_EXERCISE_. Repeat the lines of the material below exactly, beginning at the one with "(diff shortened: 1 of 4 files shown)" and stopping after the last.

_MATERIAL FOR THIS EXERCISE_.
----------

PR #2610, opened 2022-10-11
[KOA-5480] Update buttons to semantic tokens and adopt new colour palette

anambl:

- [ ] `README.md`
- [ ] Tests


UNRELEASED.md
```diff
@@ -1,10 +1,16 @@
...
+- `@skyscanner/backpack-web`:
+  - Update `bpk-scrim-utils` component to semantic colours
+  - Deprecated `dark` property in `bpk-scrim-utils` component as we only support one scrim style and this property could never be applied.
 
 **Fixed:**
 
-- bpk-component-accordion:
-    - Remove redundant `aria-labeledby` tags in accordion item
+- `@skyscanner/backpack-web`:
+  - Remove redundant `aria-labeledby` tags in accordion item in accordion component
```
olliecurtis, line 16: If we are changing this to be the single package, then what we should do is above all the changes/headings we should just put `@skyscanner/backpack-web` at the top

So like

```
`@skyscanner/backpack-web`

  **Breaking:**
    - Switch all components to use new colour palette.
   
    `BpkButton`
      - Update buttons to semantic colour tokens.
    
  **Changed:**
    `scrim-utils`
       - Update `bpk-scrim-utils` component to semantic colours
       - Deprecated `dark` property in `bpk-scrim-utils` component as we only support one scrim style and this property could never be applied.

  **Fixed:**
    `BpkAccordion`
      - Remove redundant `aria-labeledby` tags in accordion item in accordion component

```

olliecurtis (changes requested):
Just a small formatting query now we are only shipping single package

UNRELEASED.md
anambl: I think it's ok to add `backpack-web` at the top, but we have a few components that are exporting multiple components one of them being the button which will also export `BpkButtonPrimary` etc. so I don't think that `BpkButton` works. I do think though that we need something to make it very easy to understand what component it refers to. I'm thinking we could still add `bpk-component-button` just won't add a version next to it 🤔

olliecurtis: Sounds good to me! The other way we could do it is whatever the component name is after the `bpk-compoment-` similar to iOS and Android.

Either works but we just need to move to only noting the single package once

anambl: Good point, I see iOS is using `Backpack/Button` we could do that!

PR #2750, opened 2023-02-24
[ST-4754] Remove the problematic component from Calendar.

angel3cu:
While testing the calendar on Percy, we identified legacy components for displaying weekdays and the current month that are causing trouble. The components do not display on the screen and are hidden from screen readers under normal circumstances. However, they contain invalid HTML which confuses Percy, leading to irrational screenshots.

See [here](https://percy.io/4ea9fae5/flights-search-controls/builds/25407558/changed/1416658585?browser=chrome&browser_ids=34&subcategories=unreviewed%2Cchanges_requested&viewLayout=overlay&viewMode=new&width=1280&widths=359%2C1280) for the issue that this PR is going to fix.

We decided to remove these components completely since they do not seem to serve any purpose and they do more harm than good.

I tested the accessibility of the calendar and the behaviour hasn't changed from the original.

https://user-images.githubusercontent.com/65911077/221234561-a3033b34-e52c-44a7-a56b-8c69a545be2e.mov

- [x] `README.md`
- [x] Tests

### DIFF
--- a/UNRELEASED.md
+++ b/UNRELEASED.md
@@ -1,3 +1,11 @@
 **Changed:**
 
 `bpk-component-button`: Cleaned up the onClick functionality to remove a wrapper that is no longer necessary
+
+**Fixed:**
+
+`BpkCalendarGrid`
+
+- Updated to remove a hidden component that was causing visual testing issues.
+- Removed `daysOfWeek` and `formatMonth` from the props, since they are no
+  longer needed.
--- a/UNRELEASED.md
+++ b/UNRELEASED.md
@@ -2,7 +2,7 @@
 
 `bpk-component-button`: Cleaned up the onClick functionality to remove a wrapper that is no longer necessary
 
-**Fixed:**
+**Breaking:**
 
 `BpkCalendarGrid`
 
--- a/packages/bpk-component-calendar/src/BpkCalendarGrid.js
+++ b/packages/bpk-component-calendar/src/BpkCalendarGrid.js
@@ -21,14 +21,12 @@ import { Component } from 'react';
 
 import { cssModules, isDeviceIos } from '../../bpk-react-utils';
 
-import BpkCalendarGridHeader from './BpkCalendarGridHeader';
 import Week from './Week';
 import {
   addMonths,
   formatIsoDate,
   getCalendarMonthWeeks,
   isSameMonth,
-  orderDaysOfWeek,
 } from './date-utils';
 import CustomPropTypes, { CALENDAR_SELECTION_TYPE } from './custom-proptypes';
 import STYLES from './BpkCalendarGrid.module.scss';
@@ -58,24 +56,18 @@ class BpkCalendarGrid extends Component {
         props.month,
         props.weekStartsOn,
       ),
-      daysOfWeek: orderDaysOfWeek(props.daysOfWeek, props.weekStartsOn),
     };
   }
 
   UNSAFE_componentWillReceiveProps(nextProps) {
     // We cache expensive calculations (and identities) in state
     if (
-      nextProps.daysOfWeek !== this.props.daysOfWeek ||
       !isSameMonth(nextProps.month, this.props.month) ||
       nextProps.weekStartsOn !== this.props.weekStartsOn
     ) {
       this.setState({
         calendarMonthWeeks: getCalendarMonthWeeks(
           nextProps.month,
-          nextProps.weekStartsOn,
-        ),
-        daysOfWeek: orderDaysOfWeek(
-          nextProps.daysOfWeek,
           nextProps.weekStartsOn,
         ),
       });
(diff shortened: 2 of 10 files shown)


packages/bpk-component-calendar/src/BpkCalendarGrid.js
```diff
@@ -74,10 +70,6 @@ class BpkCalendarGrid extends Component {
           nextProps.month,
           nextProps.weekStartsOn,
         ),
-        daysOfWeek: orderDaysOfWeek(
```
olliecurtis, line 77: This has been removed but is a key part of the calendar for providing information on the calendar (see prop description) for different styles/localised info on the week days are we confident in removing it won't impact consumers:

https://github.com/Skyscanner/backpack/tree/main/packages/bpk-component-calendar#daysofweek

packages/bpk-component-calendar/src/BpkCalendarGrid.js
```diff
@@ -58,14 +56,12 @@ class BpkCalendarGrid extends Component {
         props.month,
         props.weekStartsOn,
       ),
-      daysOfWeek: orderDaysOfWeek(props.daysOfWeek, props.weekStartsOn),
```
olliecurtis, line 61: Same here, especially for localised here where some countries the first day of the week is not the same as UK

packages/bpk-component-calendar/src/BpkCalendarGrid.js
```diff
@@ -91,7 +83,6 @@ class BpkCalendarGrid extends Component {
       dateProps,
       focusedDate,
       formatDateFull,
-      formatMonth,
```
olliecurtis, line 94: This has been removed but still is mentioned in the README is this intentional?

olliecurtis (changes requested):
Few points from me. Also can you:

- Update UNRELEASED to mention the changes here?
- How does these changes work with screenreaders with: Scrollable calendar and Datepicker?

packages/bpk-component-calendar/src/BpkCalendarGrid.js
angel3cu: Yes, I believe so. In the grid, it is only used by the components that were removed, so without them it is flagged as unused variable. I double checked the code and indeed it is set in the constructor, but never really used.

packages/bpk-component-calendar/src/BpkCalendarGrid.js
angel3cu: I don't believe it is used in the rest of the grid.

packages/bpk-component-calendar/src/BpkCalendarGrid.js
angel3cu: Apologies, I will double check the README. It is the same case as before, it was used by the hidden components and not used anymore in the grid. Note that the rest of the calendar still uses this, but not the grid component.

angel3cu: Double checked the README. I left the occurrences in `Calendar` and `CalendarNav`, as well as the explanation of this property, because it is still used in these two components. The reference from `CalendarGrid` have already been removed in my original commit. 😄

anambl (commented):
LGTM! Only thing is to add an entry to the UNRELEASED.md file to indicate what has changed for consumers :)

angel3cu:
@anambl @olliecurtis Updated `UNRELEASED.md`. 😄

anambl (approved):
LGTM! 🎉

UNRELEASED.md
```diff
@@ -1,3 +1,11 @@
 **Changed:**
 
 `bpk-component-button`: Cleaned up the onClick functionality to remove a wrapper that is no longer necessary
+
+**Fixed:**
```
olliecurtis, line 5: Based on the change and we are removing props - therefore the contract I would say can you mark this as breaking? Thanks

olliecurtis (changes requested):

UNRELEASED.md
anambl: I think this change doesn't affect anyone as the bit which was removed didn't have any effect as far as we can see 🤔. Also the props which were removed didn't have any effect either, but given consumers still pass them (as they are marked as required), might be worth flagging so that they can be removed.

angel3cu: The change breaks the API (removing properties), but given that we don't have any typechecks in the released library, it will be backwards compatible with existing consumers. If they pass these two props in, then they will simply be ignored. I have marked this as breaking anyway, for clarity. Thanks both! 😄

olliecurtis (approved):

angel3cu:
Thank you both for reviewing and merging this. 😄
Which release are the changes planned to be in? 🙂

PR #2757, opened 2023-02-27
[KOA-2617]: Update device detection utils to support latest UA string

olliecurtis:
Google has recently deprecated the use of `navigator.platform` for determining a device being used so moving towards the newer favoured `navigator.userAgent`

- [ ] `README.md`
- [x] Tests


anambl (approved):
LGTM!

PR #2763, opened 2023-03-08
SEARCHEXP-873: Do not set height to 0 on re-size

robaw:
There is a bug with the BpkScrollableCalendarGridList where if you hide it (ie. `display: none`) and a re-size event is fired, the `setComponentHeight()` fn will be called and the BpkScrollableCalendarGridList will copy the `outerDiv` height of 0. If another re-size event does not occur, when the calendar is no longer hidden (ie. NOT `display: none`) then the calendar will still have a height of 0, making it invisible. 

- [ ] `README.md`
- [ ] Tests

### DIFF
--- a/UNRELEASED.md
+++ b/UNRELEASED.md
@@ -16,3 +16,6 @@
 
 - `BpkThemeToggle`:
     - Fix theme toggle component to use correct tokens
+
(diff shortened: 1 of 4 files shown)


anambl (approved):
LGTM!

----------

_RESPONSE AREA_.
(diff shortened: 1 of 4 files shown)


anambl (approved):
LGTM!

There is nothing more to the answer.